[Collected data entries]
□ □ □ □ □
PR #304, opened 2024-09-04
copy license files

### LINKED ISSUE #78: Copy license files properly with conan
License files from all dependencies should be collected an provided with the built binaries. We probably need to add the names of the respective libraries to the license file name to avoid file name clashes among the license files (They will mostly be named `LICENSE` or `LICENSE.md` I suppose)

mcb5637:
close #78 

why double copy? `At the moment, this information should only be used in generate() and validate() methods. ` (https://docs.conan.io/2/reference/conanfile/methods/generate.html)

### DIFF
--- a/.gitignore
+++ b/.gitignore
@@ -124,3 +124,4 @@ environment_run.sh.env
□ □ □ □ □
Work instruction —
Write out each line above with the word "should".

Solution to this exercise —
License files from all dependencies should be collected an provided with the built binaries. We probably need to add the names of the respective libraries to the license file name to avoid file name clashes among the license files (They will mostly be named `LICENSE` or `LICENSE.md` I suppose)
why double copy? `At the moment, this information should only be used in generate() and validate() methods. ` (https://docs.conan.io/2/reference/conanfile/methods/generate.html)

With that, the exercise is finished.